● **Assigned task**:
Find "PR #1000, opened 2026-05-08" and "## Suggested fix" in the records below. Copy the lines holding them and every line between, exactly, and no others.

● **Dataset entries**:
-=-=-=-=-
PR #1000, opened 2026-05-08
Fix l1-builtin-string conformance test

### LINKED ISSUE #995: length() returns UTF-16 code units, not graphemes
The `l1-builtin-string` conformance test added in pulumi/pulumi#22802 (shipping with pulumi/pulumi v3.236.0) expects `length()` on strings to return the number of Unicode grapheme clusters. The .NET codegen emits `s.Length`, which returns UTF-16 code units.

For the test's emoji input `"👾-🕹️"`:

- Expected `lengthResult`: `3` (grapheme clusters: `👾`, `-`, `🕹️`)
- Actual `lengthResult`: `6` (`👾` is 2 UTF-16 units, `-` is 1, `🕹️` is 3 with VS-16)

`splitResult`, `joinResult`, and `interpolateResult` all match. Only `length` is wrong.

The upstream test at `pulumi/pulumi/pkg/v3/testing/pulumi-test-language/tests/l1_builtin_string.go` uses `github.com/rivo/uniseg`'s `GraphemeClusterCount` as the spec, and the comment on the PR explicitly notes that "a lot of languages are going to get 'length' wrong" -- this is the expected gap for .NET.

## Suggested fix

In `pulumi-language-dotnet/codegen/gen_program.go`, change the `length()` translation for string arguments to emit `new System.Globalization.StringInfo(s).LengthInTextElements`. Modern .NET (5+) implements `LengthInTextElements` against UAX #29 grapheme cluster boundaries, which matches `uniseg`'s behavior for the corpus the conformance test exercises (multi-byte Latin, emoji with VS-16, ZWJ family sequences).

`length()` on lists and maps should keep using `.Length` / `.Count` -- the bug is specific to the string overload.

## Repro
-=-=-=-=-
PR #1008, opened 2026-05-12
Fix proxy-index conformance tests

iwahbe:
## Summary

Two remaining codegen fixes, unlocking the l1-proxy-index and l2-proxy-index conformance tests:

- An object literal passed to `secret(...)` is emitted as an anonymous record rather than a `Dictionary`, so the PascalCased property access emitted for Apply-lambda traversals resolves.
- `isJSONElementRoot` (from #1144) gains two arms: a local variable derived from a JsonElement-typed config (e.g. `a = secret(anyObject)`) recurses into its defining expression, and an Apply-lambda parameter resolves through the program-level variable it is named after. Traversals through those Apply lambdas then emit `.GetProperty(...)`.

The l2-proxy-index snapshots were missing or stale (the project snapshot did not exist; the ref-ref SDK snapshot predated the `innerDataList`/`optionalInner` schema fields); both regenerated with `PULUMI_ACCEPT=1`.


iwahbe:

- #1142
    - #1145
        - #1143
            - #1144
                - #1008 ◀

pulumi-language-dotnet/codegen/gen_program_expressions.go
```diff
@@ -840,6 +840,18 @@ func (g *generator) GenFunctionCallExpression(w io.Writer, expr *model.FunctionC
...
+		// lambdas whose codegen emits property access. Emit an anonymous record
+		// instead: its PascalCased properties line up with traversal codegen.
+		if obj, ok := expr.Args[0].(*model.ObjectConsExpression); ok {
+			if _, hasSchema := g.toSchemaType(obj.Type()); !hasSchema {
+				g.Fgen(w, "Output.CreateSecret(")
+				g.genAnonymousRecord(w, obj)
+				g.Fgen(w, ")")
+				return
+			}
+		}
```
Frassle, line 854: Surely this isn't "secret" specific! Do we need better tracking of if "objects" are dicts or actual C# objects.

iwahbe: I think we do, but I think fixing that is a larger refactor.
-=-=-=-=-
● **Exercise solution**:
PR #1000, opened 2026-05-08
Fix l1-builtin-string conformance test

### LINKED ISSUE #995: length() returns UTF-16 code units, not graphemes
The `l1-builtin-string` conformance test added in pulumi/pulumi#22802 (shipping with pulumi/pulumi v3.236.0) expects `length()` on strings to return the number of Unicode grapheme clusters. The .NET codegen emits `s.Length`, which returns UTF-16 code units.

For the test's emoji input `"👾-🕹️"`:

- Expected `lengthResult`: `3` (grapheme clusters: `👾`, `-`, `🕹️`)
- Actual `lengthResult`: `6` (`👾` is 2 UTF-16 units, `-` is 1, `🕹️` is 3 with VS-16)

`splitResult`, `joinResult`, and `interpolateResult` all match. Only `length` is wrong.

The upstream test at `pulumi/pulumi/pkg/v3/testing/pulumi-test-language/tests/l1_builtin_string.go` uses `github.com/rivo/uniseg`'s `GraphemeClusterCount` as the spec, and the comment on the PR explicitly notes that "a lot of languages are going to get 'length' wrong" -- this is the expected gap for .NET.

## Suggested fix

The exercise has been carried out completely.